The spreading force caused by the energetic gain of wetting the surface has to be balanced with the viscous shear force holding it back. Letting $f$ be the roughness (total surface area over projected area, $f \ge 1$), the effective driving force (as a function of r) due to the surface energies is $F_d = 2 \pi \gamma (f-1) r$

This can be balanced with the resisting force due to viscous shear, which scales as $F_r \sim \mu U (r^2 - R^2)f/h$, where $R$ is the radius of the droplet-surface contact (roughly the radius of the tube itself), and $U = \frac{dr}{dt}$. Solving and integrating for $U$ (at late times and small tube radius) gives:

$r \sim (\phi \frac{\gamma}{\mu}h)^{1/2}t^{1/2}$

with $\phi \equiv \frac{(f-1)}{f}$.

One of the key considerations for spreading, however, is the depletion of the liquid from the pen/tube as time passes. The Laplace pressure inside the capillary sets up an equilibrium rise height, and as the liquid flows out of the tube, this difference sets up a pressure drop $\Delta p_t = p_0 - p_t = 2\gamma/R - \rho g H$, where $H$ is the difference in height from equilibrium. There is a minimum roughness for the liquid to spread on its own, from balancing the driving force to get past the tube radius and the resulting pressure drop:

$f_{min} \approx 1 + 2h/R - Hh/l_c^2 \in (1.04-1.07)$

where the latter numbers are for their particular conditions. The important thing to note is that for a smooth substrate, the liquid does not spread beyond a small radius, due to the additional Laplace pressure that gets set up with the droplet spreading from the capillary tube, as in the figure above.

(scale bar: $1 mm$)

For a moving pen, the authors solve the same balance equations in a moving frame and a non-radial profile, and show that the resulting profile is a parabola. Of course, the liquid doesn't spread across the surface forever; far behind the parabolic leading edge, the distance saturates due to contact line pinning. Since the pinning is a constraint external to the surface tension and viscosity, it is expressed as two free parameters in the final equation for the width:

$\frac{w_f}{R} = \alpha \frac{\eta^2 h}{R} + \beta$

## Experimental Results

The equations derived above are tested rigorously for the micropillar array, in particular, the predictions for the blot size as a function of time, the parabolic shape of the leading edge for a moving pen, and the final line width for different experimental parameters.

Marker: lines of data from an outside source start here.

PR #988, opened 2018-06-26
Fix bug 1447231: [FTL] Use simple string UI for messages with 1 simple attribute

mathjazz:
This patch adds a special case for FTL messages with 1 simple attribute and no value to:
* source string panel
* editor
* serialization

A test case:
https://github.com/mozilla-l10n/pontoon-ftl/blob/master/en-US/demo.ftl#L10

Diff looks bigger than it could, due to change indentation. I suggest reviewing on a commit-by-commit basis.

### DIFF
--- a/pontoon/base/static/js/fluent_interface.js
+++ b/pontoon/base/static/js/fluent_interface.js
@@ -693,25 +693,45 @@ var Pontoon = (function (my) {
 
         // Attributes
         if (attributesTree.length) {
-          attributesTree.forEach(function (attr) {
-            var id = attr.id.name;
+          // Simple single-attribute string: only attribute
+          if (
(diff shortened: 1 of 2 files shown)


pontoon/base/static/js/fluent_interface.js
```diff
@@ -111,6 +111,23 @@ var Pontoon = (function (my) {
     return false;
   }
 
+  /*
+   * Is ast of a message without value and with 1 attribute,
+   * which only contains simple elements?
```
adngdb: Nit, I think those comments are better when they start with `Return`. In this case, something like `Return true when an AST has no value and a single attribute with only simple elements`, for example.

PR #990, opened 2018-06-27
Fix bug 1454003: [FTL] Add ability to manage Term attributes

mathjazz:
Unlike regular Messages, Terms are allowed to contain custom attributes (i.e. attributes not present in source string).

This patch introduces the "Add attribute" button, together with the ability to remove custom attributes and edit their IDs.

screen shot 2018-06-27 at 12 09 25

To learn more about Terms and attributes, see:
https://projectfluent.org/fluent/guide/terms.html

The doc also contains a few examples, but you can also use the following file for testing:
https://github.com/mozilla-l10n/pontoon-ftl/blob/master/en-US/brand.ftl

### DIFF
--- a/pontoon/base/static/js/fluent_interface.js
+++ b/pontoon/base/static/js/fluent_interface.js
@@ -288,7 +288,7 @@ var Pontoon = (function (my) {
               item.value.elements,
               isPluralElement(element),
               isTranslated,
-              isCustomAttribute
+              isCustomAttribute,
             );
           });
         }
@@ -952,7 +952,7 @@ var Pontoon = (function (my) {
               if (showFTLEditor) {
                 var isRichEditorSupported = self.renderEditor({
                   pk: translated, // An indicator that the string is translated
-                  string: translation
+                  string: translation,
                 });
 
                 // Rich FTL editor does not support the translation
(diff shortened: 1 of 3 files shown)


pontoon/base/static/js/fluent_interface.js
```diff
@@ -252,7 +262,8 @@ var Pontoon = (function (my) {
               item.key.value || item.key.name,
               item.value.elements,
               isPluralElement(element),
-              isTranslated
+              isTranslated,
+              isCustomAttribute
```
adngdb: Nit: you can add trailing commas in function arguments, this way next time you make a change the diff will only show one line instead of three.

pontoon/base/static/js/fluent_interface.js
```diff
@@ -826,7 +855,7 @@ var Pontoon = (function (my) {
               if (showFTLEditor) {
                 var isRichEditorSupported = self.renderEditor({
                   pk: translated, // An indicator that the string is translated
-                  string: translation,
+                  string: translation
```
adngdb: I'd argue against removing trailing commas, they make diffs better. I've always considered them a good practice in both Python and JS.

PR #993, opened 2018-06-27
Fix bug 1471534: Truncate missing strings with suggestions

mathjazz:
1st commit removes the unused code.

2nd commit fixes the regression.

### DIFF
--- a/pontoon/base/static/css/translate.css
+++ b/pontoon/base/static/css/translate.css
@@ -1166,6 +1166,7 @@ body > header aside p {
 }
 
 #entitylist > .wrapper > ul > li.translated p span.source-string,
+#entitylist > .wrapper > ul > li.missing.has-translations p span.source-string,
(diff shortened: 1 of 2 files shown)


mathjazz:
Deployed to stage. Things look particularly bad if strings contain placeables.

Prod:
https://pontoon.mozilla.org/sl/common-voice/all-resources/?status=unreviewed&string=179060

Stage:
https://mozilla-pontoon-staging.herokuapp.com/sl/common-voice/all-resources/?status=unreviewed&string=179048

/cc @upwinxp

flodolo:
Ugh, I even checked those, and didn't realize the long strings had a suggestion :-\

mathjazz:
While waking up I realized we don't change the truncation if you submit a suggestion to a missing string without suggestions. Now confirmed it's indeed happening. Fixing...

mathjazz:
Fix deployed to stage. Sorry for the mess.

PR #996, opened 2018-07-02
Fix bug 1472793: Error on non-localizable entries

mathjazz:
For more details, please see the bug description:
https://bugzilla.mozilla.org/show_bug.cgi?id=1472793


mathjazz:
Deployed to stage:
https://mozilla-pontoon-staging.herokuapp.com/pl/firefox-screenshots/server.ftl/?string=168513

jotes:
Hi,
I tested this on staging and your patch works okay (I couldn't submit "## Comment" as a suggestion). Could you add a test-case for this behavior?
r+ from me.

The first is the nondimensionalized blot spreading as a function of time, which can be seen to be a good linear fit. The reason the line does not necessarily intersect the origin is presumably because the radius does not start out at zero when the tube contacts the surface.

This second plot is a fit to the equation of the nondimensionalized parabolic wavefront (which was not derived above, for brevity), but the plot is produced here to show that the analytic solution for the shape is a good one.

Finally, here is the fit to the line width as a function of various experimental parameters, which are specified in the supplemental materials of the paper. Again, for their ideal system, their analytic solutions describe the system well.

The authors do not do an in-depth analysis of the real pen-on-paper system, but merely state that using the image shown at the top of the page, it is possible to provide approximate values for the pore properties and compare them with predictions. The predictions mostly match, but the one place where the strongly non-ideal system of ink and paper seems to break down is that the theory overestimates blot radius (but not line width), suspected to be due to paper swelling.